ComputationInfo	info () const
	Reports whether previous computation was successful. More...

RealSchur &	setMaxIterations (Index maxIters)
	Sets the maximum number of iterations allowed. More...

Index	getMaxIterations ()
	Returns the maximum number of iterations.

template<typename HessMatrixType , typename OrthMatrixType >
RealSchur< MatrixType > &	computeFromHessenberg (const HessMatrixType &matrixH, const OrthMatrixType &matrixQ, bool computeU)

Static Public Attributes
static const int	m_maxIterationsPerRow = 40
	Maximum number of iterations per row. More...

Detailed Description

template<typename _MatrixType>
class Eigen::RealSchur< _MatrixType >

Performs a real Schur decomposition of a square matrix.

Template Parameters

_MatrixType the type of the matrix of which we are computing the real Schur decomposition; this is expected to be an instantiation of the Matrix class template.

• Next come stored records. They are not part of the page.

Issue #21302, opened 2019-07-03
Support exist condition for metric alert


aiwantaozi:
Now we only support compare condition and the threshold for metric alert
First: user can't input expression with condition and threshold by themselves.
Second: it can't support an expression combine with multiple parts, for example:
`predict_linear(node_filesystem_avail_bytes{app="node-exporter",fstype=~"ext.|xfs"}[6h], 4*60*60) <0`
`and`
`node_filesystem_avail_bytes{app="node-exporter",fstype=~"ext.|xfs"} / node_filesystem_size_bytes{app="node-exporter",fstype=~"ext.|xfs"} < 0.2
and
node_filesystem_readonly_bytes{app="node-exporter",fstype=~"ext.|xfs"} == 0
`

![image](https://user-images.githubusercontent.com/5936271/60562886-09635d80-9d8c-11e9-92bc-cf4b7a75c637.png)

loganhz:
cc @patrick0057

gitlawr:
Do we need a UI change/ticket for this?

aiwantaozi:
https://github.com/rancher/rancher/issues/21790 UI issue

jiaqiluo:
the feature enhancement is validated in Rancher: master-head 7277535d

**Test 1**: expression with conditions and thresholds  and multiple parts + set the condition to `Not Null`

**Expresssion**: `sum (kube_deployment_labels  {deployment = "test"} or kube_deployment_labels  {deployment = "test31"}) >= 2`

**Result**: see the alerts triggered and sent to Slack

![Screen Shot 2019-08-15 at 1 26 12 PM](https://user-images.githubusercontent.com/6218999/63125430-7dd01580-bf62-11e9-81f7-adc85b2f0d42.png)

**Test 2**:  expression **without** conditions and thresholds + set the condition to any except `Not Null`

<img width="1410" alt="Screen Shot 2019-08-15 at 1 48 42 PM" src="https://user-images.githubusercontent.com/6218999/63125826-73fae200-bf63-11e9-82d9-4482379d8d16.png">

**Result**: see the alerts triggered and sent to Slack

![Screen Shot 2019-08-15 at 1 50 12 PM](https://user-images.githubusercontent.com/6218999/63125913-9db40900-bf63-11e9-8f11-a6b5b09f8c16.png)

PR #21641, opened 2019-07-19
Support exist condition for metric alert

aiwantaozi:
Problem:
Now we only support compare condition and the threshold for metric alert

Solution:
Add exist condition for metric alert

Issue:
https://github.com/rancher/rancher/issues/21302

Types:
https://github.com/rancher/types/pull/914

### DIFF
--- a/pkg/controllers/user/alert/deployer/notification_template.go
+++ b/pkg/controllers/user/alert/deployer/notification_template.go
@@ -105,7 +105,11 @@ Project Name: {{ .Labels.project_name}}{{ end }}
 {{- if .Labels.pod_name }}
 Pod Name: {{ .Labels.pod_name}}{{ else if .Labels.pod -}}Pod Name: {{ .Labels.pod}}{{ end }}
 Expression: {{ .Labels.expression}}
+{{- if .Labels.threshold_value }}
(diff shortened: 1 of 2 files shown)


aiwantaozi:
Rebased

pkg/controllers/user/alert/deployer/notification_template.go
```diff
@@ -105,8 +105,12 @@ Project Name: {{ .Labels.project_name}}{{ end }}
 {{- if .Labels.pod_name }}
 Pod Name: {{ .Labels.pod_name}}{{ else if .Labels.pod -}}Pod Name: {{ .Labels.pod}}{{ end }}
 Expression: {{ .Labels.expression}}
+{{- if .Labels.threshold_value }}
+Description: The configured event happened for ({{ .Labels.duration}}): expression matched, datapoint value is {{ .Annotations.current_value}}
+{{- else}}
```
gitlawr: Looks like we print `Threshold Crossed ...` when `threshold_value` is empty. Should we do it the other way?

aiwantaozi:
Grafana has an alert for is null value for the expression result, if we use null would be a negative option like ```not null value```, so I change to opposite option ```has-value```

gitlawr:
LGTM

luthermonson:
LGTM, needs conflict resolved though

cjellick:
needs rebase but lgtm

aiwantaozi:
rebased, thanks

Issue #15788, opened 2018-09-24
Azure Availability Set for VM Managed Disks


ghost:
**Rancher versions:**
rancher/rancher: **v2.0.8**

**Type/provider of hosts:** 
Azure

**Steps to Reproduce:**

Deploy Azure VM using Azure cloud provider

Size: **Standard_D2s_V3**
Storage Type: **Premium LRS**
Availability Set: **massimo-avs**

Fill out the following in the azure cloud provider config

aadClientId*
aadClientSecret*
subscriptionId*
tenantId*

**Results:**

Rancher deploys Azure VM which does not use managed disks, even though I specified Premium LRS as the storage type and my own availability set.
```
'massimo1' is not using Managed Disks. Migrate to Managed Disks to get more benefits.
```
The odd thing is that if you create the availability set in Azure Portal as managed before deploying, Rancher will change it to unmanaged on the deployment of the Azure VM.

Am I missing a configuration option that allows me to set the availability set to managed on the node template for Azure? If not then can we implement an option to select Unmanaged (classic) vs Managed (Aligned) availability set?

https://docs.microsoft.com/en-us/rest/api/compute/availabilitysets/createorupdate#request-body
https://docs.microsoft.com/en-us/azure/virtual-machines/windows/tutorial-availability-sets#create-an-availability-set

erikwilson:
Notes: Testing on master initially produced an error like:
``
2019/01/21 16:09:11 [ERROR] NodeController c-jn98d/m-2rfl2 [node-controller] failed with : Error creating machine: Error in driver during machine creation: compute.VirtualMachinesClient#CreateOrUpdate: Failure responding to request: StatusCode=409 -- Original Error: autorest/azure: Service returned an error. Status=409 Code="OperationNotAllowed" Message="Addition of a VM with managed disks to non-managed Availability Set or addition of a VM with blob based disks to managed Availability Set is not supported. Please create an Availability Set with 'Aligned' SKU in order to add a VM with managed disks to it."
``

Followed by:
``
[...]

PR #21654, opened 2019-07-19
Update machine v.0.15.0-rancher-9-1

rmweir:
Problem:
We do not support configuring azure VMs to use managed disks. This also block the user from provisioning with certain options we provide that require managed disks.

Solution:
Add managed disks to azure in docker machine

Issue:
https://github.com/rancher/rancher/issues/15788


alena1108:
LGTM

PR #21657, opened 2019-07-19
Remove example feature

rmweir:
Example feature, and its assignment to kontainerdriver was intended for demonstrations and testing. It is being taken out as it does not serve a purpose.


dramich:
lgtm

PR #21660, opened 2019-07-19
rke and kontainer-driver-metadata update

alena1108:


alena1108:
TF is unrelated, it happens in `test_user_manage_templates`, @prachidamle is going to look at it.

Given a real square matrix A, this class computes the real Schur decomposition: $ A = U T U^T $ where U is a real orthogonal matrix and T is a real quasi-triangular matrix. An orthogonal matrix is a matrix whose inverse is equal to its transpose, $U^{-1} = U^T$ . A quasi-triangular matrix is a block-triangular matrix whose diagonal consists of 1-by-1 blocks and 2-by-2 blocks with complex eigenvalues. The eigenvalues of the blocks on the diagonal of T are the same as the eigenvalues of the matrix A, and thus the real Schur decomposition is used in EigenSolver to compute the eigendecomposition of a matrix.

Call the function compute() to compute the real Schur decomposition of a given matrix. Alternatively, you can use the RealSchur(const MatrixType&, bool) constructor which computes the real Schur decomposition at construction time. Once the decomposition is computed, you can use the matrixU() and matrixT() functions to retrieve the matrices U and T in the decomposition.

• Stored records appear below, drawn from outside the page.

PR #21666, opened 2019-07-21
exclude lxcfs and tmpfs devices from node storage check

ahmadalli:
it fixes the issue that was described on https://forums.rancher.com/t/rancher-monitoring-is-falsely-alerting-on-var-lib-lxcfs-running-out-of-disk-space/14513

### DIFF
--- a/pkg/controllers/user/alert/initdata.go
+++ b/pkg/controllers/user/alert/initdata.go
@@ -239,7 +239,7 @@ var entries = []entry{
 					},
 					MetricRule: &v3.MetricRule{
 						Description: "Device on node is running full within the next 24 hours",
-						Expression:  `predict_linear(node_filesystem_free_bytes{mountpoint!~"^/etc/(?:resolv.conf|hosts|hostname)$"}[6h], 3600 * 24) < 0`,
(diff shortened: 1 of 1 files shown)


basroovers:
You can't use `or` in a promql query.
I think the final query should be:
```predict_linear(node_filesystem_files_free{mountpoint!~"^/etc/(?:resolv.conf|hosts|hostname)$", device!="lxcfs"}[6h], 3600 * 24)```

ahmadalli:
@basroovers I've fixed it on the second commit :)

ahmadalli:
@basroovers  `predict_linear(node_filesystem_files_free{mountpoint="/"}[6h], 3600 * 24)` what about the other devices (e.g. mounted on `/mnt/`)?

basroovers:
@ahmadalli I missed the 2nd commit there, much better. I think we should also filter out /boot/efi.

adampl:
Hi, could you merge it? This issue is really annoying.

ahmadalli:
I've changed the check to use `fstype` instead of mount point same of https://github.com/helm/charts/blob/master/stable/prometheus-operator/templates/prometheus/rules/node.rules.yaml#L151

The documentation of RealSchur(const MatrixType&, bool) contains an example of the typical use of this class.

Note: The implementation is adapted from JAMA (public domain). Their code is based on EISPACK.

See also: class ComplexSchur, class EigenSolver, class ComplexEigenSolver

Definition at line 54 of file RealSchur.h.

Constructor & Destructor Documentation

template<typename _MatrixType>

Eigen::RealSchur< _MatrixType >::RealSchur ( Index size = RowsAtCompileTime==Dynamic ? 1 : RowsAtCompileTime )

inline

Default constructor.

Parameters

[in] size Positive integer, size of the matrix whose Schur decomposition will be computed.

The default constructor is useful in cases in which the user intends to perform decompositions via compute(). The size parameter is only used as a hint. It is not an error to give a wrong size, but it may impair performance.

See also: compute() for an example.

Definition at line 83 of file RealSchur.h.

                                                           : RowsAtCompileTime)
             : m_matT(size, size),
               m_matU(size, size),
               m_workspaceVector(size),
               m_hess(size),
               m_isInitialized(false),
               m_matUisUptodate(false),
               m_maxIters(-1)
     { }

template<typename _MatrixType>

Eigen::RealSchur< _MatrixType >::RealSchur	(	const MatrixType &	matrix,
		bool	computeU = `true`
	)

inline

Constructor; computes real Schur decomposition of given matrix.

Parameters

[in]	matrix	Square matrix whose Schur decomposition is to be computed.
[in]	computeU	If true, both T and U are computed; if false, only T is computed.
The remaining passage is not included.